A compact soft 3D shape sensor utilizing a dual-layer orthogonal FBG mesh is demonstrated. The sensor consists of 18 standard FBGs, which are embedded inside a thin and flexible silicone rubber. The 18 FBGs are aligned orthogonally in a dual-layer mesh structure with 9 FBGs in each direction. Embedding the FBGs in two layers enable the sensing of both convex and concave object surfaces. While the FBGs are embedded and protected by the soft silicone rubber, the FBGs can bend along the bending curvature of the measured object due to the flexible property of silicone material. Unlike most of the optical fiber based shape sensor that can only measure the curvature change along the fiber, the proposed approach can measure the complete 3D shape of an object surface. The measured results are plotted out with a 3D visual figure, which provides good intuition of the measurement and 3D shape of the object. The compact and soft silicon rubber is highly compatible with human body, making the proposed sensor a promising design for human body monitoring and soft robotic applications.

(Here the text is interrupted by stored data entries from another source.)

PR #893, opened 2020-02-19
Standarize from_networkx on 'attr' for attributes, and other tweaks

huonw:
This tweaks `from_networkx` to be ready for "prime time":

- similar to #891, switches everything except the graph to force keyword arguments
- switches to using `attr` in the parameter name for parameters that refer to one of the pieces of data on a NetworkX elements (that is, one of the values inside the data dictionary of a node or edge), rather than inconsistently `name` or `label`. This matches NetworkX's use of node/edge attribute: https://networkx.github.io/documentation/stable/reference/glossary.html

Link to rendered docs, for convenience: https://stellargraph--893.org.readthedocs.build/en/893/api.html#stellargraph.core.StellarGraph.from_networkx

Related to the new StellarGraph clean-up/documentation work: #723


stellargraph/core/graph.py
```diff
@@ -279,52 +283,75 @@ def from_networkx(
...
+            edge_type_name: Deprecated, use ``edge_type_attr``.
+            edge_weight_label: Deprecated, use ``edge_weight_attr``.
+
         Returns:
             A ``StellarGraph`` (if ``graph`` is undirected) or ``StellarDiGraph`` (if ``graph`` is
             directed) instance representing the data in ``graph`` and ``node_features``.
         """
+        if node_type_name is not None:
+            warnings.warn(
+                "the 'node_type_name' parameter is has been replaced by 'node_type_attr'",
```
```suggestion
                "the 'node_type_name' parameter has been replaced by 'node_type_attr'",
```
and similarly for the two below

huonw:
> the rename to be more consistent with networkX makes sense, though could the deprecated parameters be in kwargs as suggested in #891?

My inclination is that there's few enough here that they don't make the signature that much worse (and, these only need to be here for a single release IMO), that it's not worth the risk and (mild) complexity of managing `**kwargs`.

huonw:
> Thoughts?

I merged, but we can tweak as required separately, if you do have thoughts. 😄

PR #897, opened 2020-02-19
Test for warning about from_networkx 0-vector feature default

huonw:
When reading features from an attribute in a node, the `StellarGraph.from_networkx` functionality will implicitly fill in a 0 vector for nodes that are missing the attribute. It does this with a warning, and so to verify that this is behaving correctly and to avoid the warning appearing in our test logs (for example: https://buildkite.com/stellar/stellargraph-public/builds/1575#64220409-0450-476e-83c3-698926b32c10/254-413), we can and should check for it using [`pytest.warns`](https://docs.pytest.org/en/latest/warnings.html#warns).

### DIFF
--- a/tests/core/test_graph.py
+++ b/tests/core/test_graph.py
@@ -924,15 +924,19 @@ def test_from_networkx_smoke():
     g.add_edge(1, 2, edge_label="Y")
     g.add_edge(1, 1)
 
-    from_nx = StellarGraph.from_networkx(
-        g,
-        edge_weight_label="weight_attr",
-        node_type_name="node_label",
-        edge_type_name="edge_label",
-        node_type_default="b",
-        edge_type_default="X",
-        node_features="features",
-    )
+    with pytest.warns(
+        UserWarning,
+        match=r"found the following nodes \(of type 'b'\) without features, using 4-dimensional zero vector: 2",
+    ):
+        from_nx = StellarGraph.from_networkx(
+            g,
+            edge_weight_label="weight_attr",
+            node_type_name="node_label",
+            edge_type_name="edge_label",
+            node_type_default="b",
+            edge_type_default="X",
+            node_features="features",
+        )
 
     raw = StellarGraph(
         nodes={


huonw:
1. Node 1 is a different node type (`node_label="a"`, vs. the default of `"b"`), so can have features of a different dimension.
2. StellarGraph features can only be numeric at the moment (I think this was true even before the change to the new StellarGraph).

huonw:
Also, for 1, the list of features is a n-dimensional feature vector. That is, for each node type T in the graph, there's a dimension d<sub>T</sub> such that every node has an associated R<sup>d<sub>T</sub></sup> vector (In that example/test, we have d<sub>a</sub> = 1 and d<sub>b</sub> = 4.).

The graph's nodes can be thought of as collection of matrices R<sup>n<sub>T</sub> &times; d<sub>T</sub></sup> for each node type T, where n<sub>T</sub> is the number of nodes of that type. These matrices can be passed explicitly as a dictionary of data frames (each with n<sub>T</sub> rows, and d<sub>T</sub> columns), or implicitly by having a vector stored as an attribute in each node, which is what that test is doing.

habiba-h:
Thanks for the clarification.  I still get mixed up with `node_label` and `node_type` terminology. 

> StellarGraph features can only be numeric at the moment (I think this was true even before the change to the new StellarGraph)
Basically `networkx` has no problems with the type of feature values. We stuck to numeric features but don't remember if I tried creating a `stellargraph` object from `networkx` where features were non-numeric.

huonw:
You're correct that NetworkX can store anything, and so can Pandas and Numpy, however I was specifically thinking of places in the old StellarGraph that had some explicit casts to numeric types, and flagged the errors. This is visible in:

```python
import stellargraph as sg
import networkx as nx
import pandas as pd

gnx = nx.Graph()
gnx.add_node(0)
gnx.add_node(1)
# throws exception:
G = sg.StellarGraph(gnx, node_features=pd.DataFrame(["foo", "bar"], index=[0, 1]))
```

```
ValueError                                Traceback (most recent call last)
~/projects/stellargraph/stellargraph-4/stellargraph/core/graph_networkx.py in _convert_from_node_data(data, node_type_map, node_types, dtype)
    187                 try:
--> 188                     data_arr = arr.values.astype(dtype)
    189                 except ValueError:

ValueError: could not convert string to float: 'foo'

During handling of the above exception, another exception occurred:

ValueError                                Traceback (most recent call last)
<ipython-input-27-9e0f09199cb0> in <module>
     12 gnx.add_node(0)
     13 gnx.add_node(1)
---> 14 G = sg.StellarGraph(gnx, node_features=pd.DataFrame(["foo", "bar"], index=[0, 1]))
     15 G.node_features([0, 1])

...

~/projects/stellargraph/stellargraph-4/stellargraph/core/graph_networkx.py in _convert_from_node_data(data, node_type_map, node_types, dtype)
    189                 except ValueError:
    190                     raise ValueError(
--> 191                         "Node data passed as Pandas arrays should contain only numeric values"
    192                     )
    193 

ValueError: Node data passed as Pandas arrays should contain only numeric values
```

However, it seems, potentially accidentally, storing features in nodes didn't have the same check, and so did in fact work:

```python
gnx = nx.Graph()
gnx.add_node(0, feature="foo")
gnx.add_node(1, feature="bar baz")
# all ok:
G = sg.StellarGraph(gnx, node_features="feature")
G.node_features([0, 1]) # array(['foo', 'bar baz'], dtype=object)
```

However, I don't think this would be particularly useful with the current library, since it wouldn't be able to feed into any (I think?) of our models.

(The above tests were done by `git checkout 172edad0` to go back to 172edad0, the last commit before 2dfff02d which removed the networkx-based StellarGraph.)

Fiber Optic Sensors for Steerable Catheter

Bi-directional catheters are commonly used in electrophysiology mapping and ablation procedures. We have designed and demonstrated a temperature-insensitive contact force sensor for bi-directional catheters with variable curve diameter during deflection. The compact force sensor is based on a fiber Bragg grating (FBG) pair, where both FBGs have the same center wavelength and are fixed at two opposite deflection arcs of the bi-directional catheter. When the catheter is deflected or when contact force is applied to the catheter, bifurcation of the FBG pair spectrum is observed. The amount of spectral bifurcation and the applied contact force has a linear relationship. Contact force measurement, therefore, is accomplished by measuring the change in the spectral bifurcation of the FBG pair, i.e., the change in the Bragg wavelength difference between the two FBGs. Since the approach relies solely on the amount of spectral bifurcation of the FBG pair instead of the Bragg wavelength shift of one single FBG, the proposed contact force sensor is temperature insensitive.